Task directions:
Return, word for word, the lines of the listing below from the one with "I think we need" through the one with "MizukiTemma: When some", and no other lines.

Information supplied:
Issue #714, opened 2021-02-25
Autosave changes previous version to draft


Thomas125:
### Describe the Bug
On autosave the prior revision is changed to draft-status.

### Steps to Reproduce

1. Go to pages
2. Open page-editor for an existing page which last revision is PUBLIC.
3. Make some change (e.g. in the text)
4. Wait two minutes (until the autosave is triggered)

### Expected Behavior
A new revision is created with status DRAFT. The revision that already existed, remains unchanged with status PUBLIC.

### Actual Behavior
A new revision is created with status DRAFT. The revision that already existed, remains unchanged, but gets status DRAFT.

### Additional Information
Probably, it also makes sense to add a new status for autosave translations.

This issue depends on:
- Issue #869
- Issue #870

timoludwig:
This is also related to bug #672 maybe this can be fixed at the same time?

MizukiTemma:
I have tried to reproduce the bug but it didn't go as described.

In the editor of the published page with title "initial" und text "initial", an additional word "asdf" was added in the text.
Leaving the editor after an auto save was triggered without any explicit saving, no new revision (version) appeared and the status stayed published (veröffentlicht).

Has the behaviour somehow changed inbetween?

timoludwig:
To reproduce and finally fix this issue, we have to fix #869 and #870 first.

About the issue itself: I think the problem is that a new version is only created if one of the fields "slug", "title" or "text" change:

https://github.com/Integreat/integreat-cms/blob/5d3a30ad71108662c3f45ce8674a71096bdf59f7/src/cms/forms/pages/page_translation_form.py#L103-L107

So if the autosave gets triggered while these values are unchanged, the existing version gets saved with the new draft status.
Normally, this doesn't happen so much, because tinymce is smart enough to trigger the autosave only when something changed, but if we e.g. insert a letter and remove it directly afterwards, tinymce will trigger an autosave but Django will still recognize that the values are unchanged and just sets the status to draft, which is probably not what the user expects.
To circumvent this, we could either create a new version each time the form is submitted, no matter which fields changed, or somehow make sure that the form isn't saved at all when nothing changed and the save is an autosave... For this, we might have to either send an additional parameter to the form submission, or create a new status "autosave" which impacts the form submission in a way that an unchanged form is no longer saved.

MizukiTemma:
@timoludwig 

[...]

PR #897, opened 2021-07-16
Fix autosave changing previous version to draft

MizukiTemma:
### Short description

This PR proposes a solution to the problem that the status of page becomes Draft when some changes are made but then deleted before the autosave,

### Proposed changes

- when a POST request, which changes the status of a page to Draft, is sent by an auto save but the changes are deleted and therefore the contents have not changed, the status will be overwritten to Public.
-
-

### Resolved issues

Fixes: #714

### DIFF
--- a/src/cms/forms/pages/page_translation_form.py
+++ b/src/cms/forms/pages/page_translation_form.py
@@ -44,7 +44,9 @@ class PageTranslationForm(CustomContentModelForm):
             # Copy QueryDict because it is immutable
             data = kwargs.pop("data").copy()
             # Update the POST field with the status corresponding to the submitted button
-            if "submit_draft" in data:
+            if "submit_auto" in data:
+                data["status"] = status.AUTO_SAVE
+            elif "submit_draft" in data:
                 data["status"] = status.DRAFT
             elif "submit_review" in data:
                 data["status"] = status.REVIEW
--- a/src/cms/locale/de/LC_MESSAGES/django.po
+++ b/src/cms/locale/de/LC_MESSAGES/django.po
@@ -8,7 +8,7 @@ msgid ""
 msgstr ""
 "Project-Id-Version: 1.0\n"
 "Report-Msgid-Bugs-To: \n"
-"POT-Creation-Date: 2021-07-20 09:29+0000\n"
+"POT-Creation-Date: 2021-07-21 10:03+0000\n"
 "PO-Revision-Date: YEAR-MO-DA HO:MI+ZONE\n"
 "Last-Translator: Integreat <info@integreat-app.de>\n"
 "Language-Team: Integreat <info@integreat-app.de>\n"
@@ -1283,17 +1283,21 @@ msgstr "App-Team"
 msgid "Promo team"
 msgstr "Promo-Team"
 
-#: constants/status.py:16
+#: constants/status.py:18
 msgid "Draft"
 msgstr "Entwurf"
 
-#: constants/status.py:17
+#: constants/status.py:19
 msgid "Pending Review"
 msgstr "Review ausstehend"
 
-#: constants/status.py:18
+#: constants/status.py:20
 msgid "Published"
 msgstr "Veröffentlicht"
+
+#: constants/status.py:21
+msgid "Auto Save"
+msgstr "Automatische Speicherung"
 
 #: constants/text_directions.py:14
 msgid "Left to right"
@@ -5257,12 +5261,17 @@ msgstr ""
 "veröffentlichen, aber Sie können Änderungen vornehmen und diese zur "
 "Überprüfung vorlegen."
 
-#: views/events/event_view.py:196
+#: views/events/event_view.py:182 views/imprint/imprint_view.py:199
+#: views/pages/page_view.py:244 views/pois/poi_view.py:157
+msgid "No changes detected, autosave skipped"
+msgstr "Keine Änderungen vorgenommen, automatisches Speichern übersprungen"
+
+#: views/events/event_view.py:203
 msgid "Event \"{}\" was successfully created"
 msgstr "Veranstaltung \"{}\" wurde erfolgreich erstellt"
 
-#: views/events/event_view.py:213 views/pages/page_view.py:261
-#: views/pois/poi_view.py:173
+#: views/events/event_view.py:220 views/pages/page_view.py:268
+#: views/pois/poi_view.py:179
 msgid "No changes detected, but date refreshed"
 msgstr "Keine Änderungen vorgenommen, aber Datum aktualisiert"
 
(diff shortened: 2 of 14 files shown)


src/cms/forms/pages/page_translation_form.py
```diff
@@ -78,6 +78,8 @@ def save(self, commit=True):
         if not {"slug", "title", "text"}.isdisjoint(self.changed_data):
             self.instance.version += 1
             self.instance.pk = None
+        else:
+            self.instance.status = status.PUBLIC
```
timoludwig, line 82: Hmm, I'm not sure if this is the right way to go. This will set the status to public each time a new page is created, but sometimes, the users want to create a page as draft...
I think we need to introduce a special `AUTOSAVE` status to the [constants](https://github.com/Integreat/integreat-cms/blob/develop/src/cms/constants/status.py) which would also be helpful for people to decide whether they want to stick with the autosaved version or restore the last "normal" version...

MizukiTemma: When some changes are really made (not afterwards deleted before the auto save), it creates a new version as draft and the original stays public.

timoludwig: Oh right, sorry! But still there is the case when you make no changes but click on the button "Save as draft", it makes the status public although it should be draft...

MizukiTemma: I introduced, as you suggested, a new status AUTO for auto save and updated the behaviour of auto save.
Now the user can save the page as draft by cliking "save as draft" also when no real change has been made.

timoludwig (commented):
Thanks! :+1:
Yes, I think the new status is a good way to differentiate between the save methods.

For readability reasons, I propose to rename `AUTO` to `AUTO_SAVE`, and for this you probably need to increase the `max_length` of the `status` field to `9` in [src/cms/models/pages/abstract_base_page_translation.py](https://github.com/Integreat/integreat-cms/blob/8219586acbb98c681635210d0c45817285a0c13e/src/cms/models/pages/abstract_base_page_translation.py#L15)

If you apply my suggestions, we will have the original bug again (only with status `AUTO_SAVE` instead of `DRAFT`), so to fix this, I suggest to add the new case to [src/cms/views/pages/page_view.py](https://github.com/Integreat/integreat-cms/blob/8219586acbb98c681635210d0c45817285a0c13e/src/cms/views/pages/page_view.py#L239):
```
        elif (
            page_translation_form.instance.status == status.AUTO_SAVE
            and not page_form.has_changed()
            and not page_translation_form.has_changed()
        ):
            messages.info(request, _("No changes detected, autosave skipped"))
```

MizukiTemma:
Thank you for the suggestions!

I have changed the max length of status to 9. To compile,the  status in event_translation.py and poi_translation.py needed to be changed same too, so those are also in the committ.

src/cms/locale/de/LC_MESSAGES/django.po
```diff
@@ -5758,11 +5762,15 @@ msgstr ""
 "Sie haben nicht die nötige Berechtigung, um diese Seite zu veröffentlichen, "
 "aber Sie können Änderungen vornehmen und diese zur Überprüfung vorlegen."
 
-#: views/pages/page_view.py:247
+#: views/pages/page_view.py:244
+msgid "No changes detected, autosave skipped"
+msgstr "Keine Änderungen vorgenommen, aber Datum aktualisiert"
```
timoludwig, line 5767:
```suggestion
msgstr "Keine Änderungen vorgenommen, automatisches Speichern übersprungen"
```

timoludwig (commented):
Thank you! I completely forgot about the other models, could you also add the `AUTO_SAVE` status to the following locations?

- [src/cms/forms/events/event_translation_form.py](https://github.com/Integreat/integreat-cms/blob/8219586acbb98c681635210d0c45817285a0c13e/src/cms/forms/events/event_translation_form.py#L46-L51)
- [src/cms/forms/pois/poi_translation_form.p](https://github.com/Integreat/integreat-cms/blob/8219586acbb98c681635210d0c45817285a0c13e/src/cms/forms/pois/poi_translation_form.py#L52-L55)
- [src/cms/forms/imprint/imprint_translation_form.py](https://github.com/Integreat/integreat-cms/blob/8219586acbb98c681635210d0c45817285a0c13e/src/cms/forms/imprint/imprint_translation_form.py#L35-L38)

as well as the form views?
- [src/cms/views/events/event_view.py](https://github.com/Integreat/integreat-cms/blob/8219586acbb98c681635210d0c45817285a0c13e/src/cms/views/events/event_view.py#L176)
- [src/cms/views/pois/poi_view.py](https://github.com/Integreat/integreat-cms/blob/8219586acbb98c681635210d0c45817285a0c13e/src/cms/views/pois/poi_view.py#L152)
- [src/cms/views/imprint/imprint_view.py](https://github.com/Integreat/integreat-cms/blob/8219586acbb98c681635210d0c45817285a0c13e/src/cms/views/imprint/imprint_view.py#L194)

Thanks in advance!

src/cms/views/events/event_view.py
```diff
@@ -173,6 +173,12 @@ def post(self, request, **kwargs):
             event_form.add_error_messages(request)
             event_translation_form.add_error_messages(request)
             recurrence_rule_form.add_error_messages(request)
+        elif (
+            event_translation_form.instance.status == status.AUTO_SAVE
+            and not event_form.has_changed()
+            and not event_translation_form.has_changed()
+        ):
```
timoludwig, line 180:
```suggestion
            and not recurrence_rule_form.has_changed()
        ):
```
I think the recurrence rule form has to be checked here as well...

src/cms/views/imprint/imprint_view.py
```diff
@@ -191,6 +191,12 @@ def post(self, request, *args, **kwargs):
         if not imprint_translation_form.is_valid():
             # Add error messages
             imprint_translation_form.add_error_messages(request)
+        elif (
+            imprint_translation_form.instance.status == status.AUTO_SAVE
+            and not imprint_form.has_changed()
```
timoludwig, line 196:
```suggestion
```
For the imprint, there is no `ImprintForm`.

src/cms/views/imprint/imprint_view.py
```diff
@@ -191,6 +191,12 @@ def post(self, request, *args, **kwargs):
         if not imprint_translation_form.is_valid():
             # Add error messages
             imprint_translation_form.add_error_messages(request)
+        elif (
+            imprint_translation_form.instance.status == status.AUTO_SAVE
```
timoludwig, line 195: You have to import status from the constants.

src/cms/views/pois/poi_view.py
```diff
@@ -149,6 +149,12 @@ def post(self, request, *args, **kwargs):
             # Add error messages
             poi_form.add_error_messages(request)
             poi_translation_form.add_error_messages(request)
+        elif (
+            poi_translation_form.instance.status == status.AUTO_SAVE
```
timoludwig, line 153: Here as well, please import the status constant.

timoludwig (commented):
Thanks! :+1:
Just a few small details left :smile:

timoludwig (approved):
Thank you! :1st_place_medal: 
I think this PR is ready to be merged :tada:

Task response:
I think we need to introduce a special `AUTOSAVE` status to the [constants](https://github.com/Integreat/integreat-cms/blob/develop/src/cms/constants/status.py) which would also be helpful for people to decide whether they want to stick with the autosaved version or restore the last "normal" version...

MizukiTemma: When some changes are really made (not afterwards deleted before the auto save), it creates a new version as draft and the original stays public.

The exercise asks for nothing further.